Stored data
============================================================
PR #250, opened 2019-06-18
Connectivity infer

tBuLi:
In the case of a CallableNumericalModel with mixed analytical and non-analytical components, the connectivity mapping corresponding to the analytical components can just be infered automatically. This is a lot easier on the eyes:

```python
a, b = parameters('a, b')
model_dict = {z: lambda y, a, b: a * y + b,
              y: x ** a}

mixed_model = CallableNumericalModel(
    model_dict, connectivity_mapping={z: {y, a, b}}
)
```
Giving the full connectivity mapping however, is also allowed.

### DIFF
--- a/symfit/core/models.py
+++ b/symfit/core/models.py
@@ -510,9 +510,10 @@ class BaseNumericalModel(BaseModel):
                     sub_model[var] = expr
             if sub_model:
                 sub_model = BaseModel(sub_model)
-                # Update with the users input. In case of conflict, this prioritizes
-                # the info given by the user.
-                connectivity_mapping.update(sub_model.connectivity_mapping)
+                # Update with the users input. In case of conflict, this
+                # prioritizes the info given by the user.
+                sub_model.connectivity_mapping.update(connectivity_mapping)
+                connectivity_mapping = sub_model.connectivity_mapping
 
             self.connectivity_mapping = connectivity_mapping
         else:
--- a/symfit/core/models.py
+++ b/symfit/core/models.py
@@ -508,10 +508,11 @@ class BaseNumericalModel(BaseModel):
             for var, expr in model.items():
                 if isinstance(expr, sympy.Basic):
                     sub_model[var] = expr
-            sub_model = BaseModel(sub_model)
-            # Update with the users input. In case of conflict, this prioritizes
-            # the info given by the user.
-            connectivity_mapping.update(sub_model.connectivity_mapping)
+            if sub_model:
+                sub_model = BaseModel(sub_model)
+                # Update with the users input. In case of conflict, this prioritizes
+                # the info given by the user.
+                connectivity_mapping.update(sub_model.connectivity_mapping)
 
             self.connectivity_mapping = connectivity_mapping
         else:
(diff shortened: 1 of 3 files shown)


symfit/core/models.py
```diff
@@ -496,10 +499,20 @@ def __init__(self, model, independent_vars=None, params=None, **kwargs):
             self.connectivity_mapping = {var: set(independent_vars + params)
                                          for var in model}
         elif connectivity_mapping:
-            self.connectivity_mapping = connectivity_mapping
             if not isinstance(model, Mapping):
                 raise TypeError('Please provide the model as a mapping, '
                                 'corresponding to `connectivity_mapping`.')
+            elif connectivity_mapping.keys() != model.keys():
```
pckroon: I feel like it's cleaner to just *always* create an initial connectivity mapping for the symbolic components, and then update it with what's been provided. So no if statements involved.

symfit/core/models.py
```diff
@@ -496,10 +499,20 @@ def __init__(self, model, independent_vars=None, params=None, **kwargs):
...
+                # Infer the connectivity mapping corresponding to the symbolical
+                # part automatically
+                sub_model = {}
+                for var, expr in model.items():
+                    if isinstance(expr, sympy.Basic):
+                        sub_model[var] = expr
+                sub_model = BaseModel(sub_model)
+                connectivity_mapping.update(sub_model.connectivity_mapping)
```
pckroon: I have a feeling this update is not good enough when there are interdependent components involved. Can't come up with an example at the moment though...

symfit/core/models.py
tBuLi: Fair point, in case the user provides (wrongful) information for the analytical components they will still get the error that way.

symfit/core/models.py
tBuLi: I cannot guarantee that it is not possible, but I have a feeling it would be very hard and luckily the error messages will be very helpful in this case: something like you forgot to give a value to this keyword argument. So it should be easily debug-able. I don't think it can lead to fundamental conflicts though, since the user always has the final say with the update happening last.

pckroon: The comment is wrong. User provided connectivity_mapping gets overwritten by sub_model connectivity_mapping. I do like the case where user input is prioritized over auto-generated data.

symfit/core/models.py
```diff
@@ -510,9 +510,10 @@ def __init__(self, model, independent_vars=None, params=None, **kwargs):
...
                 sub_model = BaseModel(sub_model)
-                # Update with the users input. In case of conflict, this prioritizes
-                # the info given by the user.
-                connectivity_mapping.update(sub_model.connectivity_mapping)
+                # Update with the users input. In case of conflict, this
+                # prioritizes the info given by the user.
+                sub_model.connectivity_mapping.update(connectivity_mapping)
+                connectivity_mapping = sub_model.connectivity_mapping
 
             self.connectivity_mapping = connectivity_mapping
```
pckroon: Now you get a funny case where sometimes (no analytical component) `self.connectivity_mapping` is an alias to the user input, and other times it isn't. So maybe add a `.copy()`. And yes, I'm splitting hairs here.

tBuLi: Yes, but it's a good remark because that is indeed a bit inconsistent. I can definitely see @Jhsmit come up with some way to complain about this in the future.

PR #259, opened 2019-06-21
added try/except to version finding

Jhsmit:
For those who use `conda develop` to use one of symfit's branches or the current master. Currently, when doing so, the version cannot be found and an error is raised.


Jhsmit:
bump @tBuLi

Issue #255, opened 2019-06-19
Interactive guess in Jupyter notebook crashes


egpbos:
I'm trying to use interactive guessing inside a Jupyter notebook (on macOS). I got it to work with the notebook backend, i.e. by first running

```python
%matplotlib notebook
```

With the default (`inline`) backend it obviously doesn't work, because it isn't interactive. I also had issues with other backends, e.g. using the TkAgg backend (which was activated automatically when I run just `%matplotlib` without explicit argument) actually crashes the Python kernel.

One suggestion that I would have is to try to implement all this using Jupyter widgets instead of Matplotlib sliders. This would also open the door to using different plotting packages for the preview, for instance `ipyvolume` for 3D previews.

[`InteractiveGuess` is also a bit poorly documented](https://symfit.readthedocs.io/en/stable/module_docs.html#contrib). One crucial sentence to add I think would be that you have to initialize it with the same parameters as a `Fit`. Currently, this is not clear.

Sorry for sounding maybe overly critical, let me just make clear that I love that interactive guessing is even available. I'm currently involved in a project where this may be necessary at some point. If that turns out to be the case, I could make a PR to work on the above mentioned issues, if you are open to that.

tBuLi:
============================================================
## Assigned task
Each entry is to be written out exactly as it was given.

## Exercise result
PR #250, opened 2019-06-18
Connectivity infer

tBuLi:
In the case of a CallableNumericalModel with mixed analytical and non-analytical components, the connectivity mapping corresponding to the analytical components can just be infered automatically. This is a lot easier on the eyes:

```python
a, b = parameters('a, b')
model_dict = {z: lambda y, a, b: a * y + b,
              y: x ** a}

mixed_model = CallableNumericalModel(
    model_dict, connectivity_mapping={z: {y, a, b}}
)
```
Giving the full connectivity mapping however, is also allowed.

### DIFF
--- a/symfit/core/models.py
+++ b/symfit/core/models.py
@@ -510,9 +510,10 @@ class BaseNumericalModel(BaseModel):
                     sub_model[var] = expr
             if sub_model:
                 sub_model = BaseModel(sub_model)
-                # Update with the users input. In case of conflict, this prioritizes
-                # the info given by the user.
-                connectivity_mapping.update(sub_model.connectivity_mapping)
+                # Update with the users input. In case of conflict, this
+                # prioritizes the info given by the user.
+                sub_model.connectivity_mapping.update(connectivity_mapping)
+                connectivity_mapping = sub_model.connectivity_mapping
 
             self.connectivity_mapping = connectivity_mapping
         else:
--- a/symfit/core/models.py
+++ b/symfit/core/models.py
@@ -508,10 +508,11 @@ class BaseNumericalModel(BaseModel):
             for var, expr in model.items():
                 if isinstance(expr, sympy.Basic):
                     sub_model[var] = expr
-            sub_model = BaseModel(sub_model)
-            # Update with the users input. In case of conflict, this prioritizes
-            # the info given by the user.
-            connectivity_mapping.update(sub_model.connectivity_mapping)
+            if sub_model:
+                sub_model = BaseModel(sub_model)
+                # Update with the users input. In case of conflict, this prioritizes
+                # the info given by the user.
+                connectivity_mapping.update(sub_model.connectivity_mapping)
 
             self.connectivity_mapping = connectivity_mapping
         else:
(diff shortened: 1 of 3 files shown)


symfit/core/models.py
```diff
@@ -496,10 +499,20 @@ def __init__(self, model, independent_vars=None, params=None, **kwargs):
             self.connectivity_mapping = {var: set(independent_vars + params)
                                          for var in model}
         elif connectivity_mapping:
-            self.connectivity_mapping = connectivity_mapping
             if not isinstance(model, Mapping):
                 raise TypeError('Please provide the model as a mapping, '
                                 'corresponding to `connectivity_mapping`.')
+            elif connectivity_mapping.keys() != model.keys():
```
pckroon: I feel like it's cleaner to just *always* create an initial connectivity mapping for the symbolic components, and then update it with what's been provided. So no if statements involved.

symfit/core/models.py
```diff
@@ -496,10 +499,20 @@ def __init__(self, model, independent_vars=None, params=None, **kwargs):
...
+                # Infer the connectivity mapping corresponding to the symbolical
+                # part automatically
+                sub_model = {}
+                for var, expr in model.items():
+                    if isinstance(expr, sympy.Basic):
+                        sub_model[var] = expr
+                sub_model = BaseModel(sub_model)
+                connectivity_mapping.update(sub_model.connectivity_mapping)
```
pckroon: I have a feeling this update is not good enough when there are interdependent components involved. Can't come up with an example at the moment though...

symfit/core/models.py
tBuLi: Fair point, in case the user provides (wrongful) information for the analytical components they will still get the error that way.

symfit/core/models.py
tBuLi: I cannot guarantee that it is not possible, but I have a feeling it would be very hard and luckily the error messages will be very helpful in this case: something like you forgot to give a value to this keyword argument. So it should be easily debug-able. I don't think it can lead to fundamental conflicts though, since the user always has the final say with the update happening last.

pckroon: The comment is wrong. User provided connectivity_mapping gets overwritten by sub_model connectivity_mapping. I do like the case where user input is prioritized over auto-generated data.

symfit/core/models.py
```diff
@@ -510,9 +510,10 @@ def __init__(self, model, independent_vars=None, params=None, **kwargs):
...
                 sub_model = BaseModel(sub_model)
-                # Update with the users input. In case of conflict, this prioritizes
-                # the info given by the user.
-                connectivity_mapping.update(sub_model.connectivity_mapping)
+                # Update with the users input. In case of conflict, this
+                # prioritizes the info given by the user.
+                sub_model.connectivity_mapping.update(connectivity_mapping)
+                connectivity_mapping = sub_model.connectivity_mapping
 
             self.connectivity_mapping = connectivity_mapping
```
pckroon: Now you get a funny case where sometimes (no analytical component) `self.connectivity_mapping` is an alias to the user input, and other times it isn't. So maybe add a `.copy()`. And yes, I'm splitting hairs here.

tBuLi: Yes, but it's a good remark because that is indeed a bit inconsistent. I can definitely see @Jhsmit come up with some way to complain about this in the future.

PR #259, opened 2019-06-21
added try/except to version finding

Jhsmit:
For those who use `conda develop` to use one of symfit's branches or the current master. Currently, when doing so, the version cannot be found and an error is raised.


Jhsmit:
bump @tBuLi

Issue #255, opened 2019-06-19
Interactive guess in Jupyter notebook crashes


egpbos:
I'm trying to use interactive guessing inside a Jupyter notebook (on macOS). I got it to work with the notebook backend, i.e. by first running

```python
%matplotlib notebook
```

With the default (`inline`) backend it obviously doesn't work, because it isn't interactive. I also had issues with other backends, e.g. using the TkAgg backend (which was activated automatically when I run just `%matplotlib` without explicit argument) actually crashes the Python kernel.

One suggestion that I would have is to try to implement all this using Jupyter widgets instead of Matplotlib sliders. This would also open the door to using different plotting packages for the preview, for instance `ipyvolume` for 3D previews.

[`InteractiveGuess` is also a bit poorly documented](https://symfit.readthedocs.io/en/stable/module_docs.html#contrib). One crucial sentence to add I think would be that you have to initialize it with the same parameters as a `Fit`. Currently, this is not clear.

Sorry for sounding maybe overly critical, let me just make clear that I love that interactive guessing is even available. I'm currently involved in a project where this may be necessary at some point. If that turns out to be the case, I could make a PR to work on the above mentioned issues, if you are open to that.

tBuLi:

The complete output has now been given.